SARS-CoV-2: Severe acute respiratory syndrome coronavirus 2; COVID-19: Coronavirus disease 2019; NICU: Neonatal Intensive Care Unit.

Table 3 Main findings of the studies on the association between infant gut microbiota and coronavirus disease 2019

Ref.	Study design and methods	Population (n)	Main findings
Romano-Keeler et al[44]	Observational cohort study	Twenty-one COVID-19 positive mothers delivering between March and August 2020 with a mean age of 26 (17-42) yr	Delayed cord clamping and skin-to-skin avoided; infants admitted to the NICU with maternal breast milk restricted.
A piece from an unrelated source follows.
PR #381, opened 2023-01-25
Use select.last on a hash

ekohl:
In 24d92da1ce27de1fcd532dfaac440233429b7a0f this was changed to reverse.find but that's not defined on Hash. The Rubocop suggestion is actually false, so it's disabled.

Fixes: 24d92da1ce27de1fcd532dfaac440233429b7a0f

Discharge arranged with COVID-19 negative family members. All infants COVID-19 negative at 24 and 48 h. Changes in perinatal care might negatively affect gut microbiome pattern early in life
Salvatori et al[57]	Case report	Two maternal–infant dyads with a positive nasopharyngeal swab for SARS-CoV-2 both in the mother and in the child	SARS-CoV-2 was not detected by RT-PCR in breast milk samples of both mothers
Gómez-Torres et al[68]	Prospective case-control study	(1) 37 women with full-term pregnancies and mild SARS-CoV-2 infection; and (2) 63 healthy controls	No difference nor in Alpha-neither in Beta-diversity between breast milk samples collected from the two groups; Staphylococcus and Streptococcus were the most abundant genera and the only ones detected in all the samples. Disease state (symptomatic or asymptomatic infection) did not affect the metataxonomic profile

SARS-CoV-2: Severe acute respiratory syndrome coronavirus 2; COVID-19: Coronavirus disease 2019; NICU: Neonatal Intensive Care Unit; MS: Multiple sclerosis; MIS-C: Multisystem inflammatory syndrome in children.